### [Stored items]
──────────────────────────────

PR #211, opened 2026-07-03
fix(ai): replace silent exception handlers with specific logging

### LINKED ISSUE #190: [Easy] ai.py: 5 bare `except Exception` blocks silently swallow errors
## Summary
`termstory/ai.py` contains 5 bare `except Exception` blocks that silently catch and suppress all errors without logging, making AI provider failures invisible to users and difficult to debug.

## Steps to Reproduce
1. Trigger a database error during project context fetch (e.g., corrupted database file)
2. Trigger a network error during LLM API call (e.g., connection refused, timeout)
3. Trigger a malformed JSON response from an LLM provider
4. Observe that no error traceback is logged and the user receives no error message

## Expected vs Actual
**Expected:** Specific exceptions should be caught (e.g., `sqlite3.DatabaseError`, `urllib.error.URLError`, `json.JSONDecodeError`, `KeyError`) and errors should be logged via `logger.exception()` so tracebacks are available at debug level for debugging.

**Actual:** All exceptions are silently caught by bare `except Exception` blocks, errors are not logged, and users see empty responses or silent fallbacks to local mode with no indication of what went wrong.

## Environment
Not specified

## Context
This is the same anti-pattern as issues #149 and #113, but occurring in the AI provider hot path within `termstory/ai.py`. The bare except blocks are located in:
- Database context fetch functions (`_get_project_context_from_db`, `_get_all_active_project_contexts`)
- The retry/backoff loop's worker thread (`_worker` inside `_send_llm_request`)
- HTTP error response parsing logic

When LLM calls fail due to rate limits, JSON parse errors, or network issues, the current implementation provides no visibility into the failure, making it impossible for users to debug configuration or connectivity problems.

Urvity03:
## Summary

This PR replaces broad `except Exception` handlers in `termstory/ai.py` with specific exception types and adds descriptive `logger.exception(...)` calls to improve error observability while preserving existing fallback behavior and control flow.

### Exception Handling Improvements
- **`termstory/ai.py`**: Added `import sqlite3` to support database-specific exception types
- **`_get_project_context_from_db`**: Replaced `except Exception:` with `except (sqlite3.DatabaseError, OSError, RuntimeError)` and added explicit `return None` after logging
- **`_get_all_active_project_contexts`**: Replaced `except Exception:` with `except (sqlite3.DatabaseError, OSError, ImportError, RuntimeError)`
- **`_worker` (in `_send_llm_request`)**: Replaced `except Exception as e:` with specific exception types `(urllib.error.URLError, OSError, UnicodeDecodeError, json.JSONDecodeError, KeyError, IndexError, TypeError, AttributeError, RuntimeError, ConnectionError)` and added `logger.exception("LLM request failed.")`
- **`_worker` HTTP error parsing**: Replaced `except Exception:` with `except (json.JSONDecodeError, ValueError, AttributeError)` and added `logger.exception("Failed to parse LLM HTTP error response JSON.")`
- **`_worker` HTTP error body reading**: Replaced `except Exception:` with `except (OSError, UnicodeDecodeError, ValueError)` and added `logger.exception("Failed to read HTTP error body from LLM response.")`
- **`generate_daily_chronicle_prompt`**: Replaced `except Exception:` with `except (OSError, UnicodeDecodeError)` and added `logger.exception("Failed to load daily chronicle template example.")`

## Fixes

- Fixes #190 — Replaces broad exception handlers with specific exception types to improve error observability

## Breaking Changes

None

## Testing

- `python -m py_compile termstory/ai.py` — Verify syntax correctness
- Manual verification that no `except Exception:` or bare `except:` handlers remain in `termstory/ai.py`
- Existing test coverage in `tests/test_ai_error_surfacing.py` validates DB error logging behavior

## Notes

- Greptile review noted that the `_worker` thread handler omits `http.client.HTTPException` subclasses that `response.read()` can raise in practice; this may be addressed in a follow-up
- All existing fallback behavior, retries, and control flow are preserved
- The changes improve observability by logging exceptions with stack traces via `logger.exception()` instead of silently swallowing errors

### DIFF
--- a/termstory/ai.py
+++ b/termstory/ai.py
@@ -3,6 +3,7 @@ import logging
 import sqlite3
 import urllib.request
 import urllib.error
+import http.client
 import threading
 import time
 import socket
@@ -137,7 +138,7 @@ def _get_all_active_project_contexts() -> List[tuple]:
         cursor.execute("SELECT name, project_context FROM projects WHERE project_context IS NOT NULL AND project_context != ''")
         rows = cursor.fetchall()
         return rows
-    except (sqlite3.DatabaseError, OSError, ImportError, RuntimeError):
+    except (sqlite3.DatabaseError, OSError, RuntimeError):
         logger.warning("_get_all_active_project_contexts: failed to fetch project contexts; returning empty list.", exc_info=True)
         return []
     finally:
@@ -241,8 +242,7 @@ def _send_llm_request(
                     if result.startswith("'") and result.endswith("'"):
                         result = result[1:-1]
                     result_box.append(result)
-            except (urllib.error.URLError, OSError, UnicodeDecodeError, json.JSONDecodeError, KeyError, IndexError, TypeError, AttributeError, RuntimeError, ConnectionError) as e:
-                logger.exception("LLM request failed.")
+            except (urllib.error.URLError, OSError, UnicodeDecodeError, json.JSONDecodeError, KeyError, IndexError, TypeError, AttributeError, RuntimeError, ConnectionError, http.client.HTTPException) as e:
                 error_box.append(e)
 
         worker_thread = threading.Thread(target=_worker, daemon=True)
@@ -343,6 +343,8 @@ def _send_llm_request(
             return escape(result_box[0])
         return None
 
+    if error_box:
+        logger.warning("LLM request failed after %d attempts: %s", max_retries + 1, error_box[-1])
     return None
 
 def generate_ai_summary(
--- a/termstory/ai.py
+++ b/termstory/ai.py
@@ -1,5 +1,6 @@
 import json
 import logging
+import sqlite3
 import urllib.request
 import urllib.error
 import threading
@@ -9,6 +10,7 @@ from typing import List, Optional, Dict
 from termstory.sanitizer import sanitize_session_commands, redact_command
 
 logger = logging.getLogger(__name__)
+
 _local_ai_state = threading.local()
 
 # Circuit Breaker Configuration
@@ -115,13 +117,9 @@ def _get_project_context_from_db(project_name: str) -> Optional[str]:
         row = cursor.fetchone()
         if row:
             return row[0]
-    except Exception:
-        logger.warning(
-            "_get_project_context_from_db: failed to fetch project context for %r; "
-            "returning None.",
-            project_name,
-            exc_info=True,
-        )
+    except (sqlite3.DatabaseError, OSError, RuntimeError):
+        logger.warning("_get_project_context_from_db: failed to fetch project context for %r; returning None.", project_name, exc_info=True)
+        return None
     finally:
         if conn is not None:
             conn.close()
@@ -139,12 +137,8 @@ def _get_all_active_project_contexts() -> List[tuple]:
         cursor.execute("SELECT name, project_context FROM projects WHERE project_context IS NOT NULL AND project_context != ''")
         rows = cursor.fetchall()
         return rows
-    except Exception:
-        logger.warning(
-            "_get_all_active_project_contexts: failed to fetch project contexts; "
-            "returning empty list.",
-            exc_info=True,
-        )
+    except (sqlite3.DatabaseError, OSError, ImportError, RuntimeError):
+        logger.warning("_get_all_active_project_contexts: failed to fetch project contexts; returning empty list.", exc_info=True)
         return []
     finally:
         if conn is not None:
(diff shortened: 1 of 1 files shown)


bitflicker64:
@Urvity03 so what u gonna have to do is go to your main branch and add upstream ( this repo url) and then do git pull!!
after that u gonna go to your Urvity03:fix/ai-bare-exception-logging and then do a git pull ?
got it ? this is one way to do it!! and also star the repo @Dreamstick9 aint gonna merge it if u didnt lol

bitflicker64:
if u have any questions join the discord and ask -  https://discord.gg/PHcXrachS ... Works?

bitflicker64:
:miku /chat explain what i explained but better since branch has conficts

bitflicker64:
:miku /check-star

Urvity03:
:miku /check-star

bitflicker64:
@Urvity03 4/5 score from greptile You are almost there !!! 🥲😓

Dreamstick9 (approved):

bitflicker64 (changes requested):
.

bitflicker64 (changes requested):
.

bitflicker64 (changes requested):
Mostly good — but a couple things to tighten up before merge:

**L21 (`except (sqlite3.DatabaseError, OSError, ImportError)`)** — `ImportError` doesn't belong in a DB query catch block. If the module can't be imported at runtime that's a startup failure, not a query failure. This masks real bugs. Drop it or add a comment explaining why it's intentional.

**L26 (`except Exception as e` → 8-exception tuple)** — The massive tuple is correct in spirit but misses `RuntimeError` (threading errors in `_worker`) and `ConnectionError` (network layer beneath the LLM call). If those fire, they still fall through to `except Exception` at the caller. Consider adding those two or leaving a note that the remaining `except Exception` at the outer caller handles the rest.

**L33 (`logger.exception(\"Failed to parse...\")`)** — The `logger.exception()` call here is good but it's inside a nested `except` that catches the same `json.JSONDecodeError` that the outer `except Exception` would catch. This means the inner `except` fires first and the outer `except` never sees it — but the outer `except Exception` has no `logger.exception`. So if the outer fires, the user gets no log. Add `logger.exception()` to the outer too.

Otherwise solid — the pattern is correct (broad → narrow), just those three edge cases.

bitflicker64 (changes requested):
Three things to fix:

**L31** — `except (sqlite3.DatabaseError, OSError, ImportError)` — `ImportError` doesn't belong in a DB query catch. If someone removes `termstory/ai.py` at runtime, the `ImportError` gets caught silently and the user never knows. This is a module-level failure, not a query failure. Drop it or add a comment explaining why it's intentional.

**L57** — `except (urllib.error.URLError, OSError, UnicodeDecodeError, ...)` — this 8-tuple is correct in spirit but missing `RuntimeError` (threading errors in `_worker`) and `ConnectionError` (network below the LLM call). If those fire, they fall through to the `except Exception` at the outer caller — but that outer is L24-31 which has no `logger.exception`. So the user gets a silent failure. Add both to the tuple.

**L66** — `logger.exception("Failed to parse...")` is inside a nested `except` that catches `json.JSONDecodeError`. But the outer `except Exception` (L73) also catches it — the inner fires first, the outer never sees it. The outer has no `logger.exception`. So if `json.JSONDecodeError` fires here, the inner catches it and logs, but if it fires *on the outer's scope* (L62-73), the user gets no log. Add `logger.exception` to L73 or restructure the nesting.

Otherwise good — the pattern is correct (`except Exception` → narrow types), just these three edge cases.

bitflicker64:
okay my bot is not working i am infuriated

bitflicker64 (approved):
looks good

bitflicker64 (changes requested):
Three things to fix:

```suggestion
    except (sqlite3.DatabaseError, OSError):
```
L31 — `ImportError` doesn't belong in a DB query catch. If the module file is removed at runtime, `ImportError` fires silently and the user never knows. This is a startup failure, not a query failure. Drop it.

```suggestion
        except (urllib.error.URLError, OSError, UnicodeDecodeError, json.JSONDecodeError, KeyError, IndexError, TypeError, AttributeError, RuntimeError, ConnectionError) as e:
```
L57 — missing `RuntimeError` (threading errors in `_worker`) and `ConnectionError` (network below the LLM call). If those fire, they fall through to the outer bare `except Exception` which has no `logger.exception`. The user gets a silent failure. Add both.

```suggestion
                        except Exception:
                            logger.exception("Failed to parse LLM HTTP error response JSON.")
```
L66 — the inner `except json.JSONDecodeError` catches it first, but the outer `except Exception` (L73) also catches it. The inner fires first, the outer never sees it. The outer has no `logger.exception`. Add `logger.exception` to the outer or restructure the nesting so the outer also logs.

Otherwise good — the pattern is correct (broad → narrow), just these three edge cases.

bitflicker64:
sorry for the bad pr experience will be improving as a maintainer lol u can take up anyother pr 😬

──────────────────────────────

### [What this task involves]
Take the records above and return, word for word, only the lines that fall from the line with "fix(ai): replace silent" to the line with "## Expected vs Actual", both of them included.

### [Finished task]
fix(ai): replace silent exception handlers with specific logging

### LINKED ISSUE #190: [Easy] ai.py: 5 bare `except Exception` blocks silently swallow errors
## Summary
`termstory/ai.py` contains 5 bare `except Exception` blocks that silently catch and suppress all errors without logging, making AI provider failures invisible to users and difficult to debug.

## Steps to Reproduce
1. Trigger a database error during project context fetch (e.g., corrupted database file)
2. Trigger a network error during LLM API call (e.g., connection refused, timeout)
3. Trigger a malformed JSON response from an LLM provider
4. Observe that no error traceback is logged and the user receives no error message

## Expected vs Actual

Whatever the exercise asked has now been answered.